The city's legal action marks the latest turn in a decades-long battle between the city and the FAA over control of SMO, often involving attempts to restrict aviation traffic into the airport, or to close it altogether.


Washington, DC, Nov. 1, 2013 – The National Business Aviation Association (NBAA) today pledged to oppose the most recent action taken by city of Santa Monica officials regarding management and use of Santa Monica Airport (SMO).

NBAA’s comments came in the wake of a lawsuit, filed on Oct. 31 by the city of Santa Monica against the Federal Aviation Administration (FAA), which seeks to terminate certain of the city’s federal obligations with regard to the airport.

The city’s complaint centers around an Instrument of Transfer provided from the federal government to Santa Monica after World War II, which requires the city to operate the airport “in perpetuity,” with no end date, or the property must be returned to the government.

The lawsuit contends that because the airport was only leased to the federal government, it lacked authority to impose such a condition when SMO was returned to Santa Monica after the war. The city also asserts that even if the condition was nominally justified based on that lease, the obligation nevertheless is unconstitutional, because it amounts to the seizure of property without compensation and forces the local government to operate the airport without providing resources.

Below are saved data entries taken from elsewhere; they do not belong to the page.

PR #419, opened 2021-02-16
Support VTK 9.0

mleotta:


mleotta:
@borovik135 you might need this to build with VTK 9

mleotta:
@sankhesh does this look like an appropriate way to support both VTK 8.2 and VTK 9 in TeleSculptor?

sankhesh:
@mleotta The changes look good to me.

You need to add the `vtk_module_autoinit` macro for VTK 9 in CMakeLists.txt. See https://kitware.github.io/vtk-examples/site/Cxx/Plotting/StackedPlot/#cmakeliststxt for an example.

mleotta:
Thanks.  What does `vtk_module_autoinit` do?  It seems to be working without it.  Is that only needed if I link to `${VTK_LIBRARIES}` or libraries using the `vtkName` pattern rather than `VTK::Name`?

sankhesh:
> What does vtk_module_autoinit do?

It is a way to manage object factory registration between different modules. See the details here: https://vtk.org/doc/nightly/html/md__home_kitware_dashboards_buildbot_vtk_nightly-master-ike-linux-shared-release_doc_nightly_osm749dd663df9981384f2598c108aac3b0.html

The case, filed by the Santa Monica city attorney at the direction of the Santa Monica City Council, will be heard in Federal District Court in Los Angeles. The federal government has 60 days to respond to the complaint.

The legal action marks the latest turn in a decades-long battle between the city and the FAA over control of SMO, often involving attempts to restrict aviation traffic into the airport, or to close it altogether.

For example, earlier this year, the city council voted unanimously for a dramatic increase in landing fees; NBAA opposed the increase, calling it unreasonable and unlawful. Further, NBAA maintained that the airport was operating with a balanced budget, and the fee increase would lead to a budget surplus, from which revenues might have been used to fund non-aviation activities in the city.

In 2008, the city attempted to enact a ban on operations by Category C and D aircraft at the airport. NBAA and the Aircraft Owners and Pilots Association (AOPA) filed a brief with the U.S. Court of Appeals for the District of Columbia Circuit saying airport officials lacked authority for keeping those aircraft from using the airport. The FAA determined the ban “unjustly and unreasonably” discriminated against the aircraft, and that doing so would violate grant assurances or commitments made by the city when it accepted federal funds for the airport. In 2011, the U.S. Court of Appeals decided in favor of the FAA’s position.

Over the years, the city has also attempted to curtail certain aircraft traffic by enforcing strict curfew times, shortening runways and attempting to force flight schools off the airport.

“For decades, NBAA has been deeply involved in the battle to keep Santa Monica Airport accessible to business aviation,” said NBAA President and CEO Ed Bolen. “The Association has always supported the FAA's position – that the city has certain obligations with regard to the airport – and we are optimistic that position will be upheld. Nevertheless, we are reviewing the specifics of the city’s claim, and determining how NBAA can best ensure that access to SMO will be preserved.”

Bolen also noted that the Los Angeles basin is home to many airports, but not many that meet the needs of business aviation. Further, the airport’s direct and indirect impact on the local economy should not be underestimated, he said.